Inside a small, rectangular room at the University of Washington is a series of shelves filled with more than 300 high-tech tools. There’s a collection of drones, cameras, and tablets, and even a mobile EEG kit, able to measure a brain’s electrical activity and detect stress levels in disaster victims. Each one has been meticulously organized, labelled, and packed away in a protective case, ready to be sent hundreds or even thousands of miles to the next natural disaster.
This is one of the three rooms that make up the RAPID Facility in Seattle, a first-of-its-kind centre pushing the boundaries on natural disaster research, along with the world’s ability to mitigate the potentially catastrophic effects of these hazards.
At a time when extreme weather, such as hurricanes and wildfires, is having a major impact on our daily lives, gaining this type of information is becoming especially vital, says Joseph Wartman, director of the RAPID Facility and geologic hazards professor at the University of Washington. In 2018, these types of hazards resulted in 247 deaths and almost $100 billion in damage in the U.S. Globally, natural hazards resulted in $330 billion in global losses in 2017, up from $200 billion in 2014. Wartman said there does appear to be a trend toward more frequent weather-related disasters, as well as an uptick in their intensity, so it’s very important to understand these hazards better.
Launched in September through a National Science Foundation grant, the centre–officially called the Natural Hazards Reconnaissance Experimental Facility–acts as a type of natural disaster research hub. Entities across the world reach out when hazards strike (occasionally right before, if there’s any type of warning), and the small team ships them equipment to use temporarily, travels out to the site to operate the tools themselves, or actually collects and processes the data for them.

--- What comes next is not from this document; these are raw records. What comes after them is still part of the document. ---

PR #715, opened 2022-11-01
Change download script for mkl

tanyokwok:
Try a stable choice of downloading and extracting tar.

### DIFF
--- a/scripts/python/common_setup.py
+++ b/scripts/python/common_setup.py
@@ -272,8 +272,12 @@ def config_mkldnn(root, args):
             # download mkl-lib/include
             download_cmd = """
               unset HTTPS_PROXY
-              curl -fsSL https://pai-blade.oss-accelerate.aliyuncs.com/build_deps/mkl/mkl-static-2022.0.1-intel_117.tar.bz2 | tar xjv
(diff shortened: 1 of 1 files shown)


scripts/python/common_setup.py
```diff
@@ -272,8 +272,12 @@ def config_mkldnn(root, args):
             # download mkl-lib/include
             download_cmd = """
               unset HTTPS_PROXY
-              curl -fsSL https://pai-blade.oss-accelerate.aliyuncs.com/build_deps/mkl/mkl-static-2022.0.1-intel_117.tar.bz2 | tar xjv
-              curl -fsSL https://pai-blade.oss-accelerate.aliyuncs.com/build_deps/mkl/mkl-include-2022.0.1-h8d4b97c_803.tar.bz2 | tar xjv
+              wget -nv https://pai-blade.oss-accelerate.aliyuncs.com/build_deps/mkl/mkl-static-2022.0.1-intel_117.tar.bz2 -O mkl-static-2022.0.1-intel_117.tar.bz2
```
qiuxiafei, line 275: How could this be more stable?

tanyokwok: Just try and run. Indeed, the former script use unix pipeline as inputs of tar could fragile if the network is not stable.

qiuxiafei (approved):

PR #750, opened 2022-11-15
[PDLL] Add torch qgemm pattern match

linbinskn:
dequant+gemm+quant -> qgemm
Parsed Payload module:
image
Rewrited Payload module:
image


wyzero (approved):
LGTM

PR #752, opened 2022-11-15
[build] make torch build script hookable from internal

wyzero:


qiuxiafei (approved):
pls also have a try on internal build.

PR #781, opened 2022-11-23
[PDL]enable pdl pattern match in mlir

chenbohua3:


pytorch_blade/pytorch_blade/torch-mlir/lib/utils/env.cpp
```diff
@@ -0,0 +1,60 @@
...
+// limitations under the License.
+
+#include "utils/env.h"
+#include "llvm/Support/raw_ostream.h"
+
+namespace mlir {
+namespace torch {
+namespace utils {
+namespace env {
+std::string AsciiStrToLower(const char* cstr) {
```
qiuxiafei, line 19: UT?

pytorch_blade/pytorch_blade/torch-mlir/lib/Conversion/MhloPasses.cpp
```diff
@@ -15,6 +15,9 @@
 #include "torch-mlir/Conversion/TorchToSCF/TorchToSCF.h"
 #include "torch-mlir/Dialect/Torch/Transforms/Passes.h"
 #include "torch-mlir/Dialect/TorchConversion/Transforms/Passes.h"
+#include "utils/env.h"
+
+//#include "pytorch_blade/common_utils/env.h"
```
wyzero, line 20: remove unused code.

chenbohua3: removed

pytorch_blade/pytorch_blade/torch-mlir/lib/utils/env.cpp
chenbohua3: I just copied these functions from pytorch_blade/common_utils. Had added a comment about this.

pytorch_blade/tests/disc/pdl/__init__.py
```diff
@@ -0,0 +1,10 @@
+# Copyright 2021 The BladeDISC Authors. All rights reserved.
```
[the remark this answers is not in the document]
chenbohua3: As described in doc of unittest: Start directory and subdirectories containing tests for unittest must be regular package that have __init__.py file.

pytorch_blade/pytorch_blade/torch-mlir/lib/utils/env.cpp
chenbohua3: log utils in pytorch_blade depend on PyTorch log system which will introduce PyTorch as a dependence. Furthermore, PyTorch depends on llvm which will be conflict with that in torch-mlir.

pytorch_blade/pytorch_blade/torch-mlir/lib/Conversion/MhloPasses.cpp
```diff
@@ -42,6 +43,17 @@ void mlir::torch::createDiscTorchBackendToMhloBackendPipeline(
   funcOptions.decompose = false;
   ::mlir::torch::createDiscTorchFunctionToTorchBackendPipeline(pm, funcOptions);
 
+  // Apply pdl pattern match
+  std::string disc_torch_pdl_files;
+  std::string disc_torch_pdll_include_dirs;
+  disc_torch_pdl_files =
```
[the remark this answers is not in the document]
chenbohua3: To be consistent with the behavior in tf. Specifically, since pdl is still an experimental feature, it is not suitable to enable it by default.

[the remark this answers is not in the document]
wyzero: Currently we support two different mode:

1,  pre-defined pdl patterns. These patterns will be compiled with the disc_compiler_main binary.

2,  support read outside pdl patterns at runtime. This mode is also useful since it enables us to extend DISC without re-building it.

We can move a pattern to the pre-defined set once we believe it becomes more stable.

wyzero (approved):

PR #805, opened 2022-11-28
[Quantization] change cast type to avoid h2d/d2h

linbinskn:
- [x] avoid extra h2d/d2h by casting zeropoint to float 
- [x] bug fix of convergence failure in quantized dot rewriter
- [x] bug fix in ral bladnn kernel call


tao_compiler/mlir/xla/ral/context/stream_executor_based_impl.cc
```diff
@@ -1587,7 +1587,7 @@ bool ral_conv_bladnn(ExecutionContext* ctx, void* stream_handle,
     ki = kernel.sizes[3];
     oh = output.sizes[1];
     ow = output.sizes[2];
-    oc == output.sizes[3];
+    oc = output.sizes[3];
```
wyzero, line 1590: nit: it's not a bug of stream executor. maybe refine the description of your PR.

tao_compiler/mlir/disc/transforms/disc_lower_quantize_and_dequantize.cc
```diff
@@ -119,11 +119,12 @@ struct DequantizeOpConverter
...
-    auto bcastedInputOrZeroPointTy =
-        RankedTensorType::get(inputTy.getShape(), zeroPointTy.getElementType(),
-                              zeroPointTy.getEncoding());
+    auto bcastedInputOrZeroPointTy = RankedTensorType::get(
+        inputTy.getShape(), scaleTy.getElementType(), scaleTy.getEncoding());
+    Value castedZeroPoint =
+        rewriter.create<mhlo::ConvertOp>(loc, scaleTy, op.getZeroPoint());
     Value bcastedZeroPoint = rewriter.create<mhlo::DynamicBroadcastInDimOp>(
-        loc, bcastedInputOrZeroPointTy, op.getZeroPoint(), inputShape,
+        loc, bcastedInputOrZeroPointTy, castedZeroPoint, inputShape,
```
wyzero, line 127: I'm not quite sure if it's always safe to cast` input/zero_point `to float before we do `input-zeropoint`. What if the quantization is int32 instead of int8? maybe we can leave a comment here to describe the requirements of such change.

tao_compiler/mlir/disc/transforms/quantized_dot_rewriter.cc
```diff
@@ -102,16 +102,11 @@ struct QuantDotTransposeConvert
...
-        op.getWeight(), rhs_perm_check,
-        std::unordered_set<int64_t>(rhs_batching_dims_check.begin(),
-                                    rhs_batching_dims_check.end()));
-
     // Match fail if weight is nxk
-    if (tp_rhs_check) {
+    std::vector<int64_t> rhs_contracting_dims_check;
+    auto dim_numbers = op.getDotDimensionNumbers();
+    rhs_contracting_dims_check = dim_numbers.getRhsContractingDimensions();
+    if (rhs_contracting_dims_check[0] == 1) {
```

The facility has already been instrumental in research following hurricanes Michael and Florence, earthquakes in Japan and Indonesia, and large landslides in Alaska and Oregon. In each case, the team of about a dozen researchers has facilitated the collection of huge swaths of data of the disaster zone during the crucial period before serious clean-up begins. They then organize this evidence into comprehensive tables or transform it into point clouds, 3D visualizations of a scene made up of a large number of individual points, or even Google-type streetview images.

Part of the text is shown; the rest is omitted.